Illuminating Literature: Characters in Crisis ~ Review

Out of all the subjects I need to teach AJ, the one that is the most difficult is English. For middle school I basically made up my own curriculum. I pre-read the books and then looked for literature units online or made them myself. It was very time consuming. For high school I wanted something that was put together for me. I wanted a literature course that I could easily teach with little prep work. We were given the chance to review Illuminating Literature: Characters in Crisis from Writing with Sharon Watson and I was eager to try it out.

What is Characters in Crisis?

Characters in Crisis is the second volume in the Illuminating Literature series. But your student doesn’t need to take the courses in order. Characters in Crisis is a full year high school literature course that can be used during any year in high school. During the course your student will read a variety of short stories and:

  • Frankenstein
  • Silas Marner
  • Much Ado About Nothing
  • Sense and Sensibility
  • The Hobbit and
  • A biography or autobiography of your choice

The course is written to the student and is broken up into four main components.

The Textbook

Illuminating Literature: Characters in Crisis
The Textbook is the main part of the program. It contains all of the lessons and the short stories that the student will read. The Textbook is almost 300 pages long and is packed full of information. In this course your student will do more than simply read and answer questions. They will really learn how to analyze literature and how to view it differently. One of the first lessons in the course isn’t even a reading assignment. The student is introduced to different types of characters. Then they are told to analyze a book or movie of their choice and explain what type of character each of the main characters were.

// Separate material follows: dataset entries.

Issue #1897, opened 2020-10-05
Use variable annotation syntax for Type Hints


c-bata:
## Motivation

After dropping Python 3.5 (#1067), we can use type hints with variable annotation syntax.

https://www.python.org/dev/peps/pep-0526/

## Description

Thank you @harupy for creating a script to detect type comments for variables!
https://github.com/optuna/optuna/issues/711#issuecomment-683521987

harupy:
I have tested [com2ann](https://github.com/ilevkivskyi/com2ann) (which translates type comments into type annotations) and it worked.

Usage:

```bash
# install python 3.8 (com2ann doesn't work in python < 3.8)
pip install git+https://github.com/ilevkivskyi/com2ann.git

com2ann .
```

hvy:
For the record, https://github.com/optuna/optuna/pull/1937/files#r509361516.

c-bata:
I confirmed that all comment-style variable annotation are replaced at #1950.

PR #1937, opened 2020-10-15
Add variable annotations to `optuna/*.py`

akihironitta:
## Motivation
See #1897.

## Description of the changes
Adds variable annoations to:
- optuna/_imports.py
- optuna/dashboard.py
- optuna/progress_bar.py
- optuna/study.py

### DIFF
--- a/optuna/dashboard.py
+++ b/optuna/dashboard.py
@@ -38,8 +38,8 @@ with try_import() as _imports:
         )
 
 
-_mode = None  # type: Optional[str]
-_study = None  # type: Optional[optuna.study.Study]
+_mode: Optional[str] = None
+_study: Optional[optuna.study.Study] = None
 
 _HEADER_FORMAT = """
 <style>
@@ -99,7 +99,7 @@ if _imports.is_successful():
 
         def update(self, new_trials: List[optuna.trial.FrozenTrial]) -> None:
 
-            stream_dict = collections.defaultdict(list)  # type: Dict[str, List[Any]]
+            stream_dict: Dict[str, List[Any]] = collections.defaultdict(list)
 
             for trial in new_trials:
                 if trial.state != optuna.trial.TrialState.COMPLETE:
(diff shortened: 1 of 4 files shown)


akihironitta:
@HideakiImamura Do we need type annotations for temporary local variables as well?

For example, `need_to_add_callback` in this case:
https://github.com/optuna/optuna/blob/5940fd75059c469a729ec66ee84925f8c2e12ed7/optuna/dashboard.py#L230-L232

crcrpar:
`need_to_add_callback` don't need to get annotated as it's const-ish variable and its type is explicit enough to me 😉

optuna/dashboard.py
```diff
@@ -57,7 +58,7 @@
 </p>
 """
 
-_DATETIME_FORMAT = "%Y-%m-%d %H:%M:%S"
+_DATETIME_FORMAT: str = "%Y-%m-%d %H:%M:%S"
```
hvy, line 61: I'm wondering if we should avoid introducing type hints to variables that didn't used to have comment style type hints. We usually only add type hints where mypy would complain assuming that it's clever to detect possible bug-prone code (it get a bit verbose and may hurt readability too adding type hints). It also seems a bit orthogonal to the motivation behind #1897 but sorry, this was probably not communicated well enough. What do you think?

akihironitta: (Although I have added a lot of annotations already,) I have to admit that I strongly agree with you that too many annotations lower readability, and it sounds reasonable to add variable annotations only to variables which already have comment style annotations. I'll roll back some commits if you're ok with it!

akihironitta: If we add anntations only to variables which already have comment style annotations, we can just use `com2ann` suggested by @harupy in the issue all at once!

hvy: Sure, that might be better using `com2ann`. Do you want to close this PR and create a new one?

akihironitta: Sure.

hvy: Looking forward, thanks!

At the beginning of each unit the student is given a plan to follow so that they can complete all of the required work. While there are a lot of things for the student to do, the timeline is reasonable. The tasks are broken down to help ensure the student can be successful.

Throughout the course your student will learn and work with a lot of literary terms, beyond the basics. They will look at stories from different points of view and dig deep into the reading.

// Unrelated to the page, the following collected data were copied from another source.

PR #1943, opened 2020-10-18
Allow filtering trials from `Study` and `BaseStorage` based on `TrialState`

hvy:
## Motivation

It is common to filter trials based on state (`TrialState`). For instance, in several samplers, visualization functions, hyperparameter importance helper functions, we do that after querying all trials from `Study.get_trials` or `BaseStorage.get_all_trials`. Introducing a state parameter to these methods would simplify the code, make it less error prone, and allow for optimization on the storage layer. 

## Description of the changes

Introduces an optional state (`state`) parameter to `Study.get_trials` and `BaseStorage.get_all_trials`. Also, demonstrates how this parameter should be used by simplifying the code in the `TPESampler`.

## Note

- Changes might be controversial in the sense that user might want to filter on other attributes than the state as well
- `BaseStorage.get_n_trials` already had a `state` parameter
- Could break for users inheriting `Study` and/or `BaseStorage`

### DIFF
--- a/optuna/storages/_base.py
+++ b/optuna/storages/_base.py
@@ -527,7 +527,7 @@ class BaseStorage(object, metaclass=abc.ABCMeta):
         self,
         study_id: int,
         deepcopy: bool = True,
-        state: Optional[Union[Tuple[TrialState, ...], TrialState]] = None,
+        states: Optional[Tuple[TrialState, ...]] = None,
     ) -> List[FrozenTrial]:
         """Read all trials in a study.
 
@@ -537,7 +537,7 @@ class BaseStorage(object, metaclass=abc.ABCMeta):
             deepcopy:
                 Whether to copy the list of trials before returning.
                 Set to :obj:`True` if you intend to update the list or elements of the list.
-            state:
+            states:
                 Trial states to filter on. If :obj:`None`, include all states.
 
         Returns:
@@ -567,7 +567,11 @@ class BaseStorage(object, metaclass=abc.ABCMeta):
             :exc:`KeyError`:
                 If no study with the matching ``study_id`` exists.
         """
-        return len(self.get_all_trials(study_id, deepcopy=False, state=state))
+        # TODO(hvy): Align the name and the behavior or the `state` parameter with
+        # `get_all_trials`'s `states`.
+        if isinstance(state, TrialState):
+            state = (state,)
+        return len(self.get_all_trials(study_id, deepcopy=False, states=state))
 
     def get_best_trial(self, study_id: int) -> FrozenTrial:
         """Return the trial with the best value in a study.
--- a/optuna/storages/_base.py
+++ b/optuna/storages/_base.py
@@ -558,7 +558,7 @@ class BaseStorage(object, metaclass=abc.ABCMeta):
             study_id:
                 ID of the study.
             state:
-                :class:`~optuna.trial.TrialState` to filter trials.
+                Trial states to filter on. If :obj:`None`, include all states.
 
         Returns:
             Number of trials in the study.
--- a/optuna/storages/_base.py
+++ b/optuna/storages/_base.py
@@ -3,6 +3,8 @@ from typing import Any
 from typing import Dict
 from typing import List
 from typing import Optional
+from typing import Tuple
+from typing import Union
 
 from optuna._study_direction import StudyDirection
 from optuna._study_summary import StudySummary
@@ -521,7 +523,12 @@ class BaseStorage(object, metaclass=abc.ABCMeta):
         raise NotImplementedError
 
     @abc.abstractmethod
-    def get_all_trials(self, study_id: int, deepcopy: bool = True) -> List[FrozenTrial]:
+    def get_all_trials(
+        self,
+        study_id: int,
+        deepcopy: bool = True,
+        state: Optional[Union[Tuple[TrialState, ...], TrialState]] = None,
+    ) -> List[FrozenTrial]:
         """Read all trials in a study.
 
         Args:
@@ -530,6 +537,8 @@ class BaseStorage(object, metaclass=abc.ABCMeta):
             deepcopy:
                 Whether to copy the list of trials before returning.
                 Set to :obj:`True` if you intend to update the list or elements of the list.
+            state:
+                Trial states to filter on. If :obj:`None`, include all states.
 
         Returns:
             List of trials in the study.
@@ -540,7 +549,9 @@ class BaseStorage(object, metaclass=abc.ABCMeta):
         """
         raise NotImplementedError
 
-    def get_n_trials(self, study_id: int, state: Optional[TrialState] = None) -> int:
+    def get_n_trials(
+        self, study_id: int, state: Optional[Union[Tuple[TrialState, ...], TrialState]] = None
+    ) -> int:
         """Count the number of trials in a study.
 
         Args:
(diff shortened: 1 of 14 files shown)


optuna/storages/_base.py
```diff
@@ -540,7 +549,9 @@ def get_all_trials(self, study_id: int, deepcopy: bool = True) -> List[FrozenTri
         """
         raise NotImplementedError
 
-    def get_n_trials(self, study_id: int, state: Optional[TrialState] = None) -> int:
+    def get_n_trials(
+        self, study_id: int, state: Optional[Union[Tuple[TrialState, ...], TrialState]] = None
+    ) -> int:
         """Count the number of trials in a study.
```
HideakiImamura, line 555: I think it is better to change the explanation of the `state` argument to match its type annotation `Optional[Union[Tuple[TrialState, ...], TrialState]]`.

optuna/storages/_in_memory.py
```diff
@@ -378,25 +380,31 @@ def _set_trial(self, trial_id: int, trial: FrozenTrial) -> None:
...
             self._check_study_id(study_id)
-            if deepcopy:
-                return copy.deepcopy(self._studies[study_id].trials)
-            else:
-                return self._studies[study_id].trials[:]
 
-    def get_n_trials(self, study_id: int, state: Optional[TrialState] = None) -> int:
+            trials = self._studies[
+                study_id
+            ].trials  # type: Union[List[FrozenTrial], Iterator[FrozenTrial]]
```
HideakiImamura, line 395: I'm not sure when we should use variable type annotation, but we can do here.

tests/samplers_tests/tpe_tests/test_sampler.py
```diff
@@ -330,43 +330,46 @@ def int_value_fn(idx: int) -> float:
...
 ) -> None:
-    study = optuna.create_study()
     dist = optuna.distributions.UniformDistribution(1.0, 100.0)
 
     # Prepare sampling result for later tests.
-    past_trials = [frozen_trial_factory(i, dist=dist) for i in range(1, 100)]
+    study = optuna.create_study()
+    for i in range(1, 100):
+        trial = frozen_trial_factory(i, dist=dist)
+        study._storage.create_new_trial(study._study_id, template_trial=trial)
```
HideakiImamura, line 348: Looks very good to me to use `create_new_trial`. Thanks!

HideakiImamura (commented):
Thanks for the PR. The introduced feature looks good to me. I have some minor comments. Could you take a look?

optuna/storages/_base.py
hvy: You're right, I updated the docs. Thanks!

optuna/storages/_in_memory.py
hvy: Seemingly because `trials` is reassigned with a different type. I by the way don't think introducing new local variables will reduce the complexity here so I'd rather keep it as is.

tests/samplers_tests/tpe_tests/test_sampler.py
hvy: We can do the same thing for other tests in this file but maybe in a separate PR.

hvy:
Thanks @HideakiImamura for your review. The comments should be addressed so PTAL.

HideakiImamura (approved):
Thanks for the update! LGTM.

hvy:
Thanks for the review. Just noticed a conflict so I merged with master.

tests/storages_tests/test_storages.py
```diff
@@ -821,6 +821,51 @@ def test_get_all_trials_deepcopy_option(storage_mode: str) -> None:
...
+    with StorageSupplier(storage_mode) as storage:
+        study_id = storage.create_new_study()
+        storage.set_study_direction(study_id, StudyDirection.MAXIMIZE)
+        generator = random.Random(51)
+
+        states = [
+            TrialState.COMPLETE,
+            TrialState.COMPLETE,
+            TrialState.PRUNED,
+        ]
```
crcrpar, line 836: Super nit and needn't be addressed: Isn't this be better a tuple?

optuna/storages/_base.py
```diff
@@ -521,7 +523,12 @@ def get_trial(self, trial_id: int) -> FrozenTrial:
         raise NotImplementedError
 
     @abc.abstractmethod
-    def get_all_trials(self, study_id: int, deepcopy: bool = True) -> List[FrozenTrial]:
+    def get_all_trials(
+        self,
+        study_id: int,
+        deepcopy: bool = True,
+        state: Optional[Union[Tuple[TrialState, ...], TrialState]] = None,
```
crcrpar, line 530: [Question] Do we need to accept `TrialState`? Personally tuple of `TrialState`s is enough.

tests/storages_tests/test_storages.py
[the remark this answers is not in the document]
hvy: I don't think it matters here but maybe I'm missing something. How come it be?

optuna/storages/_base.py
hvy: Good point. Curious but do you think we should do that for `Study.get_trials` as well? I tried to make `Study.get_trials` as "user-friendly" as possible and propagated this design down to the storage. But this interface might be an anti-pattern in the first place. I'd go with a `Sequence` and not a `Tuple` to be exact in that case, and name the argument `states`.

tests/storages_tests/test_storages.py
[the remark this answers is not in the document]
crcrpar: Yes, it doesn't matter at all and this is why I said super nit and needn't be addressed. I just prefer tuple as I expected `states` to be fixed.

optuna/storages/_base.py
crcrpar: Elaboration: I believe that users of this new argument peruse our documentation and/or catch up with Optuna well; thus, I think it's acceptable to make `state` to be a container even if users pass only one `TrialState`. By restricting `state` to be a container, developers and others who read Optuna codebase will enjoy some benefits, including easier maintenance and clearer logic.

optuna/study.py
```diff
@@ -125,13 +129,15 @@ def objective(trial):
                 Note that if you set the flag to :obj:`False`, you shouldn't mutate
                 any fields of the returned trial. Otherwise the internal state of
                 the study may corrupt and unexpected behavior may happen.
+            state:
+                Trial states to filter on. If :obj:`None`, include all states.
```
crcrpar, line 133: Following the discussion about `state`'s type. I'd like you to update this to mention that `state` (may be `states`) is required to be a container.

hvy: Isn't it clear from the type?

tests/storages_tests/test_storages.py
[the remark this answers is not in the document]
hvy: Fixed!

optuna/storages/_base.py
hvy: Fixed!

hvy:
Now only allowing tuples of states, PTAL.

optuna/study.py
crcrpar: Absolutely.

crcrpar (commented):
Is [this line](https://github.com/optuna/optuna/pull/1943/files#diff-c9e05ff7d5e7f6e91cf177e165c727d8731cf219cc7f31a3bee9f4ff3c3d3de8R107-R108) up-to-date? I think now `get_trials` is handy enough thanks to `states`.

> For library users, it's recommended to use more handy :attr:`~optuna.study.Study.trials` property to get the trials instead.

hvy:
I agree that that sentence is a bit vague and confusing. Should we leave a seealso or something to the trials attribute instead, or just remove it completely?

crcrpar:
Removing sounds good to me as https://optuna.readthedocs.io/en/latest/reference/generated/optuna.study.Study.html?highlight=get_trials#optuna.study.Study.trials says "I'm alias of `get_trials(deepcopy=True)`".

hvy:
Removed the documentation, PTAL.

hvy:
PTAL. Noticed that the MO study were forgotten so fixed it as well. There were no tests as far as I could find so only changed the logic but let me know if you want me to add tests. It might be fine as is since it's experimental and we're undergoing some major refactoring of the MO submodule.

crcrpar (approved):
Thanks for updating details as well.

crcrpar:
Okay, let's do that after multiobjective refactoring.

A unit usually takes between three to four weeks to complete. During that time your student will take a “Yes, I read it” quiz and a literary terms quiz, they will complete work in the textbook, complete work in their Novel Notebook, and complete an end of unit activity based on the reading.

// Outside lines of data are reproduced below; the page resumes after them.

PR #3435, opened 2022-04-02
Make EDF plots handle trials with nonfinite values

xadrianzetx:
## Motivation

Part of #3382

## Description of the changes

* Update EDF plot on both Plotly and Matplotlib backends
* Tests

## Example
Examples are generated using [this](https://gist.github.com/HideakiImamura/67a150dec5774a18732527875774a9fe) notebook. Current master yields empty plots for both backends. This PR:

* Plotly
Screenshot from 2022-04-02 18-08-38

* Matplotlib
Screenshot from 2022-04-02 18-09-01

### DIFF
--- a/tests/visualization_tests/matplotlib_tests/test_edf.py
+++ b/tests/visualization_tests/matplotlib_tests/test_edf.py
@@ -3,7 +3,9 @@ from typing import Sequence
 import numpy as np
 import pytest
 
+from optuna.distributions import FloatDistribution
 from optuna.study import create_study
+from optuna.trial import create_trial
 from optuna.visualization.matplotlib import plot_edf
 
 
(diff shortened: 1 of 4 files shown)


nzw0301:
Awesome. When I ran a test implemented in this PR, users see the same log message as follows:

```
[I 2022-04-03 17:05:05,749] A new study created in memory with name: no-name-bcbc6e99-72f4-4abe-9bb2-20d4b78d8feb
[I 2022-04-03 17:05:05,757] Trial 1 is omitted in visualization because its objective value is inf or nan.
[I 2022-04-03 17:05:05,758] Trial 1 is omitted in visualization because its objective value is inf or nan.
```

I suppose one message is enough. So I came up with two ways to avoid this:

1. Replace `_logger.info` with `warnings.warn`. By doing so, we can add more detailed assertions to tests implemented by https://github.com/optuna/optuna/pull/3395 like [this](https://github.com/optuna/optuna/blob/3f1e77ffb2e47762f14a54b86907a355148be4ee/tests/visualization_tests/test_utils.py#L64-L65).
2. Add a boolean argument to decide whether or not to show the log message. If this value is `Fase`, we remove the invalidate trials without logging messages to not repeat the same logging message.

What do you think about this?

xadrianzetx:
I would keep it a logger message as it seems more in line with convention in wiki. For testing, we can use [caplog fixture](https://docs.pytest.org/en/6.2.x/logging.html#caplog-fixture). As for the flag, good idea, let me put this PR back to draft for a moment and implement this feature in separate PR.

Also, I think EDF plot functions can be refactored to query the trials just once, I'll look into it more some other time.

tests/visualization_tests/matplotlib_tests/test_edf.py
```diff
@@ -76,3 +78,59 @@ def test_plot_optimization_history(direction: str) -> None:
...
+    study.add_trial(
+        create_trial(
+            value=value,
+            params={"x": 0.0},
+            distributions={"x": FloatDistribution(0.0, 1.0)},
+        )
+    )
+
+    figure = plot_edf(study)
+    assert all(np.isfinite(figure.get_lines()[0].get_xdata()))
```
nzw0301, line 103: This assertion was fine on the latest master branch as well, we might need to finer assertion. I tried `figure.findobj(PathCollection)` by following `test_slice.py`, but it returned empty.

Note that Plotly's tests look perfect.

nzw0301: I think this might be a difficult issue; we can work on this as a follow-up and keep the tests as is in this PR.

nzw0301: This was my mistake (actually I checked on this branch, not on the master). The test was perfect. Sorry for confusing you.

xadrianzetx: Sounds good to me!

HideakiImamura:
@xadrianzetx #3438 has been merged. Could you move this PR forward?

nzw0301 (approved):
LGTM. Thanks!

PR #3436, opened 2022-04-02
Fix log message formatting in `filter_nonfinite`

xadrianzetx:
## Motivation

Since commas were used to separate parts of log message, second part was passed as positional argument instead of being concatenated to first part, causing logger to raise warning.

## Description of the changes

* Fix log message


nzw0301 (approved):
Nice catch. Thanks!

AJ really enjoyed the variety that is offered in the end of unit activity. The student has a choice to do a project that fits their learning style. Some of the options for the first unit, A Jury of Her Peers include:

  • Research the history of women on juries
  • Draw, paint, or sculpt an event or character from the story
  • Rewrite the story from a different character’s perspective
  • Learn how to can fruit
  • Learn sewing stiches
  • Write a song based on something in the story
  • Conduct Minnie’s Trial
  • And more options

Each option has something to do with the story. I think giving the students options is a great idea. But knowing AJ, I decided that she had to pick a project from a different category for the following unit. Otherwise she would always pick something like learning sewing stiches.


Illuminating Literature: Characters in Crisis
One neat thing about this program is that there is a lot of flexibility. Your student has two options for taking quizzes. They can take them online where they are automatically graded. They will need a password to take the quiz. It can be found in the textbook. Or they can take the quizzes on paper. In order to take the quizzes on paper you will need to purchase the Quiz and Answer Manual. I prefer the online option since it is graded for me.

Novel Notebook

Illuminating Literature: Characters in Crisis
Aside from the Textbook, the Novel Notebook is the other major part of the program. It can be downloaded for free and printed out. As your student completes the lessons, they will be instructed to fill out the pages in their notebook. The novel notebook is full of questions that make the student think beyond the basics of the story. They are forced to dissect the characters. I think this is a great tool to help students really understand a book beyond the surface. I only wish it was available already printed out, because it does take a lot of ink to print it all out.

Teacher’s Guide

Illuminating Literature: Characters in Crisis
The Teacher’s Guide really is needed to teach this course. While the course is written to the student, the Teacher’s Guide keeps the teacher in the loop to what the student is learning and contains all of the answers. It also explains how to grade the course and how to use the program in a group setting.

What We Thought

Reading isn’t AJ’s favorite subject, so we worked on the course together. Each day she did a little bit of work to stick with the schedule. She would work on the lessons and completing the pages in the novel notebook. In the past, courses expected too much reading and didn’t give her enough time to really understand the books. That wasn’t the case this time. The lessons were full of useful information, there was enough time to complete assignments, there wasn’t a lot of busy work, and the course was easy to grade. So far we are planning to stick with this program. I am excited to see AJ grow in her reading and writing skills with this program. If you have a high school student, I would highly recommend checking out Characters in Crisis! You can view sample pages here.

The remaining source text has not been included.